Proving skip-lists strongly weight-balanced in expectation

Question

Given a skip list of height $n$, what is its expected length, to within a constant (multiplicative) factor?

In section 2.2 of Cache-Oblivious B-Trees, Strongly Weight-Balanced Search Trees are defined as:

For some constant $d$, every node $v$ at height $h$ has $\Theta(d^h)$ descendants.

They claim:

Search trees that satisfy Properties 1 and 2 include weight-balanced B-trees, deterministic skip lists, and skip lists in the expected sense.

I asked already about the claim for deterministic skip lists. This question is about the claim for skip lists.

I believe that skip lists have this property in expectation, but I can't find a rigorous reason. The probability the other way around (what is the height, given the length) can be calculated directly to within a constant factor. A sophisticated analysis is given in The binomial transform and the analysis of skip lists.

Edit:

There are several different notions for defining "descendants" in skip lists; this term is not used in Pugh's original paper. Some possible interpretations of "descendants" come from viewing skip lists as trees. Different ways of doing this are included in

• A limit theory for random skip lists
• Deterministic skip lists
• Skip trees, an alternative data structure to skip lists in a concurrent approach
• Exploring the Duality Between Skip Lists and Binary Search Trees

Using the notion from "Deterministic skip lists", I think this is another way of asking the same question:

If I take a fair coin, then flip it some number of times such that my last result is tails, and the longest continuous sequence of heads was of length $n$, what is the expected value of the number of times I saw tails?

I'd also be interested in non-constructive proofs of strong weight-balance in expectation, even without a closed form solution for $d$.

Answer 1

As you asked it, the question about the expected length (given the height) does not make sense without a prior distribution on the length of the string.

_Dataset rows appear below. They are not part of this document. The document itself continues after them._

PR #2856, opened 2024-01-10
chore: add type annotations

jamestrew:
trying something out.
I like types and I think it can help with our documentation deficiencies as well (eg. confusions around why you can pass `default_text` to `find_files` and why it's not documented, where to document it, etc, but this might need some enhancements to tree-sitter-lua since the newer luals luacats annotation support is limited).

### DIFF
--- a/doc/telescope.txt
+++ b/doc/telescope.txt
@@ -797,12 +797,8 @@ options you want to use. Here's an example with the live_grep picker:
   })
 <
 
-builtin.live_grep({opts})                      *telescope.builtin.live_grep()*
-    Search for a string and get results live as you type, respects .gitignore
-
-
-    Parameters: ~
-        {opts} (table)  options to pass to the picker
+TelescopeLiveGrepOpts                                  *TelescopeLiveGrepOpts*
+    TelescopeBasePickerOpts
 
     Options: ~
         {cwd}                 (string)          root dir to search from
@@ -812,7 +808,7 @@ builtin.live_grep({opts})                      *telescope.builtin.live_grep()*
         {grep_open_files}     (boolean)         if true, restrict search to
                                                 open files only, mutually
                                                 exclusive with `search_dirs`
-        {search_dirs}         (table)           directory/directories/files to
+        {search_dirs}         (string[])        directory/directories/files to
                                                 search, mutually exclusive
                                                 with `grep_open_files`
         {glob_pattern}        (string|table)    argument to be used with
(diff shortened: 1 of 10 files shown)


lua/telescope/pickers.lua
```diff
@@ -215,13 +215,107 @@ local pickers = {}
...
+---@field create_layout fun()?
+---@field get_window_options fun()?
+---@field resumed_picker boolean?
+---@field fix_preview_title boolean?
+---@field private __hide_previewer boolean?
+---@field on_complete ((fun(picker: TelescopeBasePicker): nil)[])?
+
 --- Picker is the main UI that shows up to interact w/ your results.
 -- Takes a filter & a previewer
+---@class TelescopeBasePicker
```
jamestrew, line 269: this feels pretty ridiculous lol

doc/telescope.txt
```diff
@@ -797,12 +797,8 @@ options you want to use. Here's an example with the live_grep picker:
...
 <
 
-builtin.live_grep({opts})                      *telescope.builtin.live_grep()*
-    Search for a string and get results live as you type, respects .gitignore
-
-
-    Parameters: ~
-        {opts} (table)  options to pass to the picker
+TelescopeLiveGrepOpts                                  *TelescopeLiveGrepOpts*
+    TelescopeBasePickerOpts
```
jamestrew, line 801: don't like this

jamestrew:
@Conni2461 what do you think?

jamestrew:
> they aren't compatible with emmylua annotations which are used within docgen (its uses a lua treesitter parser with emmylua support).

Yeah I actually made an issue on tree-sitter-lua about (me) potentially adding or converting the ts grammar to support luals annotations.

I know this is something neovim core eventually would like for their docgen purposes as well. Somebody just needs to do it.

jamestrew:
FYI I replaced telescope-file-browser's docgen with an alternative I've been working on.
HEAVILY based on neovim core's docgen script, integrating LuaCATS much more.

Looking to make a similar conversion for telescope core to enable changes like those in this PR.

https://github.com/nvim-telescope/telescope-file-browser.nvim/pull/399

clason:
> FYI I replaced telescope-file-browser's docgen with an alternative I've been working on.
HEAVILY based on neovim core's docgen script, integrating LuaCATS much more.


This Is The Way. (There are now tree-sitter parsers for both luadoc and emmylua, so we don't have to choose between type checking and docgen.)

If this project is going to be actively developed in the future, strict annotations are a _must_ IMO.

clason:
(But maybe it makes sense to first pick a tool -- as a target, luals and emmyluals are broadly compatible -- and then start from scratch?)

jamestrew:
I did also raise a PR a while back to switch out the docgen tool for telescope core too. https://github.com/nvim-telescope/telescope.nvim/pull/3227

I haven't kept up much with how neovim core is still doing docgen. It was all LuaCATS parsing with LPEG back when I converted the neovim docgen script into https://github.com/jamestrew/docgen.nvim
Main motivation for my docgen.nvim was
1. no dependencies (didn't want to require building treesitter parsers like we currently do with tj's tree-sitter-lua)
2. look and feel of generated help docs should be very close if not identical to neovim core
3. easy for plugins to use (main area where things start to differ from neovim core as their implementation has/had some bespoke rules/setup particular to neovim core)

I can take a look at giving it a refresh based on what neovim core is at today.

clason:
If there's something core can expose through a refactor to make this easier for plugins, consider raising an issue! Plugin ecosystem health is something the team is taking quite seriously these days.

clason:
@jamestrew is this superseded by #3227 ?

jamestrew:
something like a second attempt https://github.com/nvim-telescope/telescope.nvim/pull/3670

PR #2861, opened 2024-01-11
fix!: fallback to vim.o.winblend

### LINKED ISSUE #2702: Respect winblend by default
Telescope doesn't respect `winblend` value

Default value of `winblend = vim.o.winblend`, if none is set in `opts.defaults.winblend`.

- `opts.defaults.winblend = vim.o.winblend`: doesn't get updated if you set a new value after loading Telescope
- Wrapping every picker in something like
```lua
local function picker(name)
  return function()
    require('telescope.builtin')[name](require('telescope.themes').get_ivy({
      winblend = vim.o.winblend,
    }))
  end
end
```
Works fine, but then why have the defaults in the first place

**Additional context**
Not a big deal obviously, but `:Lazy`,`:LspInfo`,`:NullLsInfo` and [ThePrimeagen/harpoon](https://github.com/ThePrimeagen/harpoon)'s quick menu all do this by default, so I guess this would be the expected behaviour

Conni2461:
Fixes #2702

### DIFF
--- a/doc/telescope.txt
+++ b/doc/telescope.txt
@@ -214,9 +214,10 @@ telescope.setup({opts})                                    *telescope.setup()*
                                               *telescope.defaults.winblend*
     winblend: ~
         Configure winblend for telescope floating windows. See |winblend| for
-        more information.
+        more information. Type can be a number or a function returning a
+        number
 
-        Default: 0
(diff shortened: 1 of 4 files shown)


Conni2461:
i guess i merge without feedback from anyone who reported the issue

You should instead consider the number of times you get tails before you get $h$ heads in a row, since this will give you the number of descendants of a node of height $h$ in a skip list. Let's represent this value with the random variable $X=X(h)$. When we start, or right after we get tails, the probability of starting and finishing a run of $h$ or more heads before getting tails again is $2^{-h}$. If we hit tails before getting $h$ heads in a row, we're back to square one. Thus $X$ is actually distributed as $\mathrm{Geometric}(2^{-h})$ and we have $\mathrm{E}(X) = (1-2^{-h})2^h$.

Edit:

Sorry, this gives you the expected number of towers in the left subtree. The number of nodes in the left subtree will be of the same order of magnitude though, since towers in between the first and last will have geometrically distributed height with expected value 2. Also, if you want to consider the right subtree as well, which probably makes more sense, you simply go until you get $h+1$ heads in a row instead of just $h$. In this case you get the number of descendants as defined in Devroye's paper that you linked to.

Answer 2

In your reformulation of the question, do you fix the number of times you flip the coin? If not, is it not necessary to give a distribution for when you stop flipping the coin?

Answer 3

Let $H_i$ for $i \in \mathbb{N}^+$ i.i.d. random variables over $\mathbb{N}^+$ with $Pr[H_i = k] = 2^{-k-1}$ (height of tower $i$). Let $H = \max \{H_i \mid i=1,\dots,N\}$ with $N \in \mathbb{N}^+$. Then:

$Pr[H \geq k \mid N] = 1 - \prod_{i=1}^{N} Pr[H_i < k] = 1 - (1 - 2^{-k})^n$.

Now we can compute the likelihood of $H=k$ given $N$: $Pr[H = k \mid N] = Pr[H \geq k \mid N] - Pr[H \geq k + 1 \mid N] = (1-2^{-k-1})^n - (1-2^{-k})^n$. The zero of this expression's first partial derivative w.r.t. $N$ is found at $N^*_k = \frac{\ln\left( \frac{\ln(1 - 2^{-k})}{\ln(1 - 2^{-k - 1})}\right) }{ \ln(1 - 2^{-k-1}) - \ln(1 - 2^{-k})}$ (using Wolfram Alpha). Note that I was not able/eager enough to check wether or not that is really a maximum. If it is, $N^*_k$ is maximum likelihood estimator for skip list length $N$ given maximum tower height $k$.

Some values, rounded to the nearest integer:

k    N^*_k
1    2
2    5
3    11
4    22
5    44
10   1419
20   1.5e6

This feels reasonable; you might want to check wether $\mathbb{E}[k \mid N^*_k] \approx k$. I expect the expected height of a skip list for fixed length to be a standard result.

Does someone have a good idea how to get an asymptotic for $N^*_k$? The expression I found is not very helpful.